# Esee 3 or Ontario rat 3



## Deathdealer (Oct 26, 2013)

I am in the market for a new survival knife that I can have as an edc knife and I've narrowed it down to these two they are pretty much the same knife but there are differences between the two of them if any one can help me make a decision it would be much appreciated.


Sent from my iPhone using Survival Forum


----------



## camo2460 (Feb 10, 2013)

Deathdealer said:


> I am in the market for a new survival knife that I can have as an edc knife and I've narrowed it down to these two they are pretty much the same knife but there are differences between the two of them if any one can help me make a decision it would be much appreciated.
> 
> Sent from my iPhone using Survival Forum


I looked at both knives, and you're right they are pretty much the same, However If I was to purchase one or the other I think it would be the Esee3. Being a Bowie Knife man myself, I prefer a larger knife since what can be done with a small knife I can also do with a larger knife, and can also do the bigger things which can't be done with a smaller knife. Before you purchase, why don't you check out the Davey Crockett Limited Edition Bowie Knife and see what you think.


----------



## Apachespyder (Feb 17, 2012)

I've got both knives, they are very close. The only real difference is the glass breaker on the Esee. Both are great but for a EDC why not have the glass breaker option on you all the time? 

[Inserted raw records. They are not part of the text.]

PR #206, opened 2023-11-08
Reverse Publish Demo Workflow Order of Operations

sshropshire:
### Summary of changes

 - The bump of the version code number was not being updated in the release artifact
 - It appears to be a [general issue](https://github.com/actions/checkout/issues/439) with the GitHub Checkout action
 - Downstream jobs don't receive the recently pushed commit with the bumped version number
 - We can work around this by pushing the version code changes after a release to Google Play (similar to how we do for releases to maven central). 

 ### Checklist

- @sshropshire


jaxdesmarais (approved):
👻

scannillo (approved):

PR #218, opened 2023-11-21
Migrate from JetPack Navigation to Compose Navigation

sshropshire:
### Summary of changes

 - Migrating to Compose Navigation allows us to move the Demo app to 100% usage of Compose UI
 - Every demoable feature's associated `Fragment` instance has been deleted
 - Demo App `compileSdkVersion` and `targetSdkVersion` is now API Level 34
 - The SDK target API versions are unchanged, but we should consider bumping these up in a future release
 - `DemoActivity` has been renamed to `MainActivity`

### Screenshots

https://github.com/paypal/paypal-android/assets/58225613/656a541b-d6e9-49c6-a695-acbaef826d66

 ### Checklist

- @sshropshire


Demo/src/main/java/com/paypal/android/MainActivity.kt
```diff
@@ -0,0 +1,30 @@
...
+        super.onCreate(savedInstanceState)
+        setContent {
+            DemoApp()
+        }
+    }
+
+    override fun onNewIntent(newIntent: Intent) {
+        super.onNewIntent(newIntent)
+        intent = newIntent
+        Log.e("DEMO ACTIVITY", "ON NEW INTENT")
```
sarahkoop: Do we need this log? Is it helpful?

sarahkoop (approved):

Demo/src/main/java/com/paypal/android/MainActivity.kt
sshropshire: That's a good call, I'll remove this log.

jaxdesmarais (approved):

Sent from my SCH-I545 using Survival Forum mobile app


----------



## GlockASP (Jan 30, 2013)

*ESEE aka RAT*

The ESEE knives are outstanding knives.

Before the name change from RAT to ESEE, I had bought one and after having it for a month went back and bought 5 more.

The ESEE 3 & Ontario/RAT 3 are from a design perspective are almost the same knife, but there is a difference. Quality control & warranty are the big points for me.

There is a long history between Ontario and ESEE the short version of the story is Ontario won a lawsuit and the rights to the RAT name and to produce the designs. I was never a big fan of there quality before the lawsuit and after the bulling and lawsuit of RAT cutlery, now ESEE, I am not a big fan of Ontario. Just my opinion.

As for the ESEE line of knives, I can not say enough about them, I was blown away with the fit, finish and quality. They also have a no nonsense lifetime guarantee that is the best I have ever seen. If you brake it they will replace it period. Bottom line is they stand behind there product, and I can vouch for that first hand.

"NO QUESTIONS ASKED LIFETIME WARRANTY on all fixed blade knives. If you break it, send it back and we'll replace it. Warranty is transferable. In other words, we warranty the knife no matter how many times it's been traded, sold or given away. No sales receipt required. We do not guarantee against rust or normal wear and tear."


----------



## wolverine_173 (Apr 14, 2014)

I would go ontario, its less expensive but just as good


----------



## usingmyrights (Mar 26, 2013)

If they were the same quality then they'd also be the same price. Either Ontario would raise there's for more profit or ESEE would lower theirs for more sales.


----------